PR #205, opened 2025-04-17
Default AnnotationHelper colors.

kkeroo:
## Purpose
`AnnotaitonHelper` node can have default colors which are aligned with official Luxonis colors. Same goes for default visualizations of messages.

## Specification
Added primary, secondary, and primary transparent (used as fill color in bboxes - similar to Visualizer).

It has some naming changes which may lead to broken experiments.

## Deployment Plan
None / not applicable

## Testing & Validation
Tested on affected messages.

### DIFF
--- a/depthai_nodes/constants.py
+++ b/depthai_nodes/constants.py
@@ -1,6 +1,11 @@
 import depthai as dai
 
-OUTLINE_COLOR = dai.Color(1.0, 0.5, 0.5, 1.0)
-TEXT_COLOR = dai.Color(0.5, 0.5, 1.0, 1.0)
-BACKGROUND_COLOR = dai.Color(1.0, 1.0, 0.5, 1.0)
-KEYPOINT_COLOR = dai.Color(1.0, 0.35, 0.367, 1.0)
+PRIMARY_COLOR = dai.Color(
+    float(78 / 255), float(56 / 255), float(237 / 255), float(1.0)
+)
+TRANSPARENT_PRIMARY_COLOR = dai.Color(
+    float(78 / 255), float(56 / 255), float(237 / 255), float(0.2)
+)
+SECONDARY_COLOR = dai.Color(
+    float(240 / 255), float(240 / 255), float(240 / 255), float(1.0)
+)
--- a/depthai_nodes/constants.py
+++ b/depthai_nodes/constants.py
@@ -1,10 +1,10 @@
 import depthai as dai
 
 PRIMARY_COLOR = dai.Color(
-    float(78 / 255), float(56 / 255), float(237 / 255), float(1.0)
+    float(87 / 255), float(36 / 255), float(232 / 255), float(1.0)
 )
 TRANSPARENT_PRIMARY_COLOR = dai.Color(
-    float(78 / 255), float(56 / 255), float(237 / 255), float(0.2)
+    float(87 / 255), float(36 / 255), float(232 / 255), float(0.2)
 )
 SECONDARY_COLOR = dai.Color(
     float(240 / 255), float(240 / 255), float(240 / 255), float(1.0)
--- a/depthai_nodes/message/classification.py
+++ b/depthai_nodes/message/classification.py
@@ -5,10 +5,7 @@ import depthai as dai
 import numpy as np
 from numpy.typing import NDArray
 
-from depthai_nodes.constants import (
-    BACKGROUND_COLOR,
-    TEXT_COLOR,
-)
+from depthai_nodes import PRIMARY_COLOR, SECONDARY_COLOR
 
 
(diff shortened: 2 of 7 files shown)


depthai_nodes/message/classification.py
```diff
@@ -159,14 +156,22 @@ def getVisualizationMessage(self) -> dai.ImgAnnotations:
...
         img_annotations = dai.ImgAnnotations()
         annotation = dai.ImgAnnotation()
+        w, h = self.transformation.getSize()
 
-        for i in range(len(self._scores)):
+        font_size = h / 30
+        x_offset = 2 / w
+        y_offset = 2 / h
+
+        for i in range(5):
```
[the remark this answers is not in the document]
kkeroo: Fixed in [7e7cd16](https://github.com/luxonis/depthai-nodes/pull/205/commits/7e7cd16c53fffcb7f1a9d39e5407a8318ab5d8fa).

depthai_nodes/message/img_detections.py
```diff
@@ -332,6 +331,9 @@ def getVisualizationMessage(self) -> dai.ImgAnnotations:
         transformation = self.transformation
         w, h = transformation.getSize()
 
+        if w == 0 or h == 0:
```
jkbmrz, line 334: In what case `w == 0` or `h == 0`? Do we even expect there be any detections in that case?

depthai_nodes/message/img_detections.py
```diff
@@ -341,16 +343,20 @@ def getVisualizationMessage(self) -> dai.ImgAnnotations:
...
-            pointsAnnotation.outlineColor = OUTLINE_COLOR
-            pointsAnnotation.thickness = 2.0
+            pointsAnnotation.outlineColor = PRIMARY_COLOR
+            pointsAnnotation.fillColor = TRANSPARENT_PRIMARY_COLOR
+            pointsAnnotation.thickness = 1.0
             annotation.points.append(pointsAnnotation)
 
             text = dai.TextAnnotation()
             text.position = points[0]
+            font_size = h / 30
```
jkbmrz, line 353: Why do we adjust the `font_size` to `h` and not to `w` or a combination of two? Also, do we even need to adjust the `font_size`? Keeping it constant should work as the `DAI Visualizer` keeps the original dimensions of the data (so choosing a good constant value should always be readable).

depthai_nodes/constants.py
```diff
@@ -1,6 +1,11 @@
...
-KEYPOINT_COLOR = dai.Color(1.0, 0.35, 0.367, 1.0)
+PRIMARY_COLOR = dai.Color(
+    float(78 / 255), float(56 / 255), float(237 / 255), float(1.0)
+)
+TRANSPARENT_PRIMARY_COLOR = dai.Color(
+    float(78 / 255), float(56 / 255), float(237 / 255), float(0.2)
+)
+SECONDARY_COLOR = dai.Color(
+    float(240 / 255), float(240 / 255), float(240 / 255), float(1.0)
+)
```
jkbmrz, line 11: Out of curiosity, how did you determine these values?

jkbmrz (approved):
LGTM, just a few small remarks.

depthai_nodes/message/img_detections.py
jkbmrz: (This comment is also relevant to other messages where we adjust the `font_size`)

klemen1999:
> It has some naming changes which may lead to broken experiments.

Let's have a PR ready on dai-experiments side that fixes this if needed (and bump depthai-nodes version in requirements of these experiments to next dai-nodes version)

depthai_nodes/message/img_detections.py
kkeroo: Thanks, forgot to remove that. Its a hotfix to the potential bug in a15.

depthai_nodes/message/img_detections.py
kkeroo: Hm if we set the font size to constant value (which unit I believe are pixels) than the size will not adjust based on the frame size e.g. font will look normal on YOLO 512x288, but will be extremely large on palm-detection 128x128.

kkeroo:
Fix in dai-experiments in this [PR](https://github.com/luxonis/depthai-experiments/pull/652).

depthai_nodes/message/img_detections.py
jkbmrz: > font will look normal on YOLO 512x288, but will be extremely large on palm-detection 128x128

That's true, but on the other hand, adjusting it to the image size, it will also make it pretty small on the 128x128 image. But I don't have a strong opinion on this so this comment shouldn't be blocking the merge!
* * * * * * * * *
# What is required
Report each line of the entries where the word "even" occurs.

# Response to the task
jkbmrz, line 334: In what case `w == 0` or `h == 0`? Do we even expect there be any detections in that case?
jkbmrz, line 353: Why do we adjust the `font_size` to `h` and not to `w` or a combination of two? Also, do we even need to adjust the `font_size`? Keeping it constant should work as the `DAI Visualizer` keeps the original dimensions of the data (so choosing a good constant value should always be readable).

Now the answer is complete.